Abstract

Background: Missing sputum samples are common and hamper the use of paired sputum-based outcome measures. The aim of this study was to illustrate the effects of different methods for handling missing data.

Methods: Data on mannitol-induced sputum from three intervention studies were pooled and unconditional median imputation (UCM) and multiple imputation (MI) on eosinophil- and neutrophil counts at baseline and follow-up was evaluated using two different approaches: first, prediction of improvement in lung function and airway hyperreactivity. Second, missing samples were simulated at different prevalences (20%, 40% and 60%) in patients with complete data with accuracy of imputation evaluated using the Bland-Altman (BA) approach.

Results: Of the 135 patients included, paired sputum samples were collected in 70 patients while 120 had at least one sample collected. Patients with no sample collected were excluded.
The imputation methods had similar effects on the predictionmodel for improvement in clinical outcomes (n=120) in terms of ?, SE and significance level with the estimates of effect slightly more conservative using MI.

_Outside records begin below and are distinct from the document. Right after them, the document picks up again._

PR #884, opened 2019-04-16
Use real trust oracle in access policies endpoint

donce:
Closes https://github.com/mysteriumnetwork/node/issues/865

### DIFF
--- a/tequilapi/endpoints/access_policies.go
+++ b/tequilapi/endpoints/access_policies.go
@@ -19,8 +19,10 @@ package endpoints
 
 import (
 	"net/http"
+	"time"
 
 	"github.com/julienschmidt/httprouter"
+	"github.com/mysteriumnetwork/node/requests"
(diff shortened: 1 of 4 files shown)


tequilapi/endpoints/access_policies.go
```diff
@@ -42,41 +44,45 @@ type accessRule struct {
...
-	r := accessPolicyCollection{Entries: []accessPolicy{staticAccessPolicy}}
+	req, err := requests.NewGetRequest(ape.accessPolicyEndpointURL, "", nil)
+	if err != nil {
+		utils.SendError(resp, err, http.StatusInternalServerError)
+		return
+	}
+	r := accessPolicyCollection{}
+	err = ape.http.DoRequestAndParseResponse(req, &r)
+	if err != nil {
+		utils.SendError(resp, err, http.StatusInternalServerError)
```
soffokl: We are returning `http.StatusInternalServerError` but there is no description about it in the swagger responses.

Using the BA approach (n=70), both UCM and MI both introduced a systematic proportional bias albeit with different sign. For eosinophil count, median raw bias ranged from -2.5 to 5.8 using UCM and -12.0 to 6.4 using MI. Width of the limits of agreement was consistently narrower using UCM.

Conclusion: Imputation importantly addresses - rather than ignores - missing data and greatly increases statistical power but these advantages must be weighed against the introduction of a systematic proportional bias. UCM and MI performed similarly despite the superior statistical properties of MI.